Laboratory and Field Performance Evaluation of High-Workability Ultra-Thin Asphalt Overlays.

作者信息

Wang Jinquan, Sun Jia, Luo Sang, Li Qiang

机构信息

School of Transportation, Southeast University, Nanjing 211189, China.

Ningbo Hangzhou Bay Bridge Development Co., Ltd., Ningbo 315033, China.

出版信息

Materials (Basel). 2022 Mar 14;15(6):2123. doi: 10.3390/ma15062123.

DOI:10.3390/ma15062123
PMID:35329577
原文链接:https://pmc.ncbi.nlm.nih.gov/articles/PMC8951009/
Abstract

The defects of poor workability and inadequate pavement performance of the ultra-thin asphalt overlay limited its application in the preventive maintenance of pavements. In this study, a high-workability ultra-thin (HWU) asphalt overlay scheme was proposed. A high-strength-modified asphalt binder and an optimized HWU-10 gradation were used to prepare the HWU asphalt mixture and explore its laboratory performance. Furthermore, the HWU asphalt mixture was used for the test road paving. Based on the field performance test results before and after the test road for one year of traffic operation, the application performance of the HWU asphalt mixture and styrene-butadiene-styrene (SBS)-modified asphalt mixture was compared and analyzed. The results showed that the HWU asphalt mixture possessed satisfactory laboratory pavement performance, and its high-temperature stability and moisture damage resistance were better than those of the SBS-modified asphalt mixture. The asphalt mixture prepared using HWU-10 gradation was easily compacted and showed good workability. After one year of operation, all field performance of the ultra-thin overlay paved with HWU asphalt mixture met the specification requirements, but its flatness and skid resistance decreased. It is worth mentioning that the HWU asphalt mixture was significantly better than the SBS-modified asphalt mixture in terms of performance degradation resistance and rutting resistance.

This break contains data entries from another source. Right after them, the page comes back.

PR #311, opened 2013-06-03
Users and permissions

peterp:


go/base/models.py
```diff
@@ -27,13 +27,23 @@ def create_user_profile(sender, instance, created, **kwargs):
...
 class UserProfile(models.Model):
     """A profile for a user"""
     user = models.OneToOneField('auth.User')
     user_account = models.CharField(max_length=100)
+    organisation = models.ForeignKey(UserOrganisation, blank=True, null=True)
+    is_admin = models.BooleanField(default=False)
 
     def __unicode__(self):
-        return u' '.join([self.user.first_name, self.user.last_name])
+        return u"%s's profile" % self.user
```
justinvdm: Can we be sure `django.contrib.auth.models.User` can be stringified? It probably can be, I don't know much about Django and Django auth, but just want to be sure.

go/account/views.py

The studies to enhance the road intersection pavement performance and ensure the homogeneous dispersion of polyester fibers in the asphalt mixture will be considered in the future.

摘要

超薄沥青罩面施工和易性差、路面性能不足的缺陷限制了其在路面预防性养护中的应用。本研究提出了一种高和易性超薄(HWU)沥青罩面方案。采用高强度改性沥青结合料和优化的HWU-10级配来制备HWU沥青混合料,并探究其室内性能。此外,将HWU沥青混合料用于试验路铺筑。基于试验路通车运营一年前后的现场性能测试结果,对HWU沥青混合料与苯乙烯-丁二烯-苯乙烯(SBS)改性沥青混合料的应用性能进行了对比分析。结果表明,HWU沥青混合料具有令人满意的室内路面性能,其高温稳定性和抗水损害性能优于SBS改性沥青混合料。采用HWU-10级配制备的沥青混合料易于压实,和易性良好。通车运营一年后,HWU沥青混合料铺筑的超薄罩面各项现场性能均满足规范要求,但其平整度和抗滑性能有所下降。值得一提的是,HWU沥青混合料在抗性能衰减和抗车辙方面明显优于SBS改性沥青混合料。未来将考虑开展提升道路交叉口路面性能以及确保聚酯纤维在沥青混合料中均匀分散的研究。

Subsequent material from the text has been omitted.